- Instructions for the task
Reproduce exactly, from the data that follows, the line with "became the default.", the line with "- **The h2c", and every line that lies between them.

■ ■ ■ ■ ■ ■ ■

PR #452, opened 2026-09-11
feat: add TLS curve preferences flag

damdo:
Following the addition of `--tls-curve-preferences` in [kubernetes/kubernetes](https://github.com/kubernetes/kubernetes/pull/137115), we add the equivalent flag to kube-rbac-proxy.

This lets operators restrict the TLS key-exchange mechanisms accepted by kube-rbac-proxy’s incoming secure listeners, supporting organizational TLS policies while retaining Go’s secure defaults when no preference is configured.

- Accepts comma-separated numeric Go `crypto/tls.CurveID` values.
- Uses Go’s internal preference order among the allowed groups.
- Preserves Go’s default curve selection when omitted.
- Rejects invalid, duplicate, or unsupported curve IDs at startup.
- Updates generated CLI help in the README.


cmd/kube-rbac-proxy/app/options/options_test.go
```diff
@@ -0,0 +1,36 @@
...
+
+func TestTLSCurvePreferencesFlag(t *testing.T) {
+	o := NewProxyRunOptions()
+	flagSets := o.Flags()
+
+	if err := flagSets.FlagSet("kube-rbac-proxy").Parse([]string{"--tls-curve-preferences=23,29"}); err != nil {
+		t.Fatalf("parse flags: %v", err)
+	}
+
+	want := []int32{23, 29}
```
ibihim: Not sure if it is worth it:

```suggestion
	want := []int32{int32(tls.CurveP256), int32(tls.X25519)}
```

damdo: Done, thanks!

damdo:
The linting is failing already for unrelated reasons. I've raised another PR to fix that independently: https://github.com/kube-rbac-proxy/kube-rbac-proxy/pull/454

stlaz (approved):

■ ■ ■ ■ ■ ■ ■

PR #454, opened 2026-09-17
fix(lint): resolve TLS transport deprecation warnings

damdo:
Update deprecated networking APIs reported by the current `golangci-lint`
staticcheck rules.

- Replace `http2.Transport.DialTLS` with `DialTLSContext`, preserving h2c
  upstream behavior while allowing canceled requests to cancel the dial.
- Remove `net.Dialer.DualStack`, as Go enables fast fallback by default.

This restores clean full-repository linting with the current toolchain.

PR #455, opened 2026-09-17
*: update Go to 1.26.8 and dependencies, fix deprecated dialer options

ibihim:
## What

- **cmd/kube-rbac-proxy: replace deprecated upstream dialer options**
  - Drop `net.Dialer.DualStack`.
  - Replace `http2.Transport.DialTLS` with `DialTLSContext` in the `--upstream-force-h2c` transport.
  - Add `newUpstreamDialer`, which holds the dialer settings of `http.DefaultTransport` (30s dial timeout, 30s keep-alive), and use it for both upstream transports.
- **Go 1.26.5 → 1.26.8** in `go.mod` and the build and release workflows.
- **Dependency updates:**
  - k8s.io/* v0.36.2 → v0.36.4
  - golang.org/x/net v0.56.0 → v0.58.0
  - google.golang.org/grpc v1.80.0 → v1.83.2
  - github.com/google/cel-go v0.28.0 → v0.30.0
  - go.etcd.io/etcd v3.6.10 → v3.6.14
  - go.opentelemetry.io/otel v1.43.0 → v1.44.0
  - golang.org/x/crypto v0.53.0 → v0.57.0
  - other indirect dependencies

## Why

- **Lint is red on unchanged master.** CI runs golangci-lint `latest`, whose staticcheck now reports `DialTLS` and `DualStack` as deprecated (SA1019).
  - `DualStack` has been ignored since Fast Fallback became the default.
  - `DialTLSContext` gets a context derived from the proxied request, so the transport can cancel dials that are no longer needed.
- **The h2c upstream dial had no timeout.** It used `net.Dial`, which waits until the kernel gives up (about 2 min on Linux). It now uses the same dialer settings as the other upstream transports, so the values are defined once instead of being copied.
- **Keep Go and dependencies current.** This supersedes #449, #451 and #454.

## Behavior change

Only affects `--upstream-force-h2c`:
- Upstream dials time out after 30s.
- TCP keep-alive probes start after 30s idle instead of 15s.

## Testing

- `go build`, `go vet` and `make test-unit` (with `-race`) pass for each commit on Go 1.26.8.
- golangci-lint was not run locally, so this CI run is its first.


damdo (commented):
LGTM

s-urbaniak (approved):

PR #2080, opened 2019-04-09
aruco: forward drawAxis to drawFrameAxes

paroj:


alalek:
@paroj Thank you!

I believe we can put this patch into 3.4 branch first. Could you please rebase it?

■ ■ ■ ■ ■ ■ ■

- Response
  - `DualStack` has been ignored since Fast Fallback became the default.
  - `DialTLSContext` gets a context derived from the proxied request, so the transport can cancel dials that are no longer needed.
- **The h2c upstream dial had no timeout.** It used `net.Dial`, which waits until the kernel gives up (about 2 min on Linux). It now uses the same dialer settings as the other upstream transports, so the values are defined once instead of being copied.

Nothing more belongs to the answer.